Essas ações, somadas ao aumento de mortes de maternidade devido ao acesso restrito a suprimentos médicos, constituem crime contra a humanidade de extermínio, afirmou a comissão.

O relatório acusou as forças de segurança de Israel de usar desnudamento público forçado e agressão sexual como parte de seus procedimentos operacionais padrão para punir palestinos após os ataques liderados pelo Hamas no sul de Israel em outubro de 2023.

Israel rejeitou as acusações
"As IDF têm diretrizes concretas... e políticas que proíbem inequivocamente tal má conduta", respondeu a missão permanente da ONU em Genebra em uma declaração, acrescentando que seus processos de revisão estão alinhados com os padrões internacionais.

Um relatório anterior publicado pela Comissão em junho de 2024 acusou o Hamas e outros grupos armados palestinos de graves violações de direitos em seu ataque de 7 de outubro de 2023, incluindo tortura e tratamento degradante.

Israel é parte da Convenção sobre Genocídio e foi ordenado em janeiro de 2024 pelo Tribunal Internacional de Justiça a tomar medidas para prevenir atos de genocídio durante a guerra contra o Hamas .

Não é parte do Estatuto de Roma, que dá ao Tribunal Penal Internacional jurisdição para julgar casos criminais individuais envolvendo genocídio e crimes contra a humanidade.

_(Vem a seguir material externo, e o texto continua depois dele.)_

PR #624, opened 2025-09-02
Generator script removal

EJain-Dev:
This PR just removes the Github Action for the generator scripts and puts a warning in scripts/generator/generator.py, I kept the scripts for now in case of wanting to bring them back.


.github/workflows/lint.yml
```diff
@@ -17,8 +17,6 @@ jobs:
     runs-on: ubuntu-latest
```
CNugteren, line 17: You can remove this whole `GenerateScript` job, it was only meant to make sure the generator script was updated.

CNugteren (commented):
Can you add a quick line to the changelog regarding this change?

CNugteren (approved):

PR #625, opened 2025-09-02
Improved compile time

EJain-Dev:
This moves a few header-only functions into source file to slightly improve compile time.


EJain-Dev:
It's about a 1 second speed-up (33%), I guess this isn't too much of a speed-up, so I'll close this.

PR #629, opened 2025-09-04
Added explicit templates for every routine

EJainDev:
This adds explicit templates for every routine to suppress the warning that pops up.  (I deleted old branch because of some integration issues).


EJain-Dev:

O Hamas realizou um ataque transfronteiriço ao sul de Israel em 7 de outubro de 2023, matando 1.200 pessoas e fazendo 251 reféns, desencadeando uma guerra na Faixa de Gaza que matou mais de 48.000 palestinos, de acordo com o Ministério da Saúde de Gaza, administrado pelo Hamas.

A África do Sul abriu um processo de genocídio contra as ações de Israel em Gaza no Tribunal Internacional de Justiça.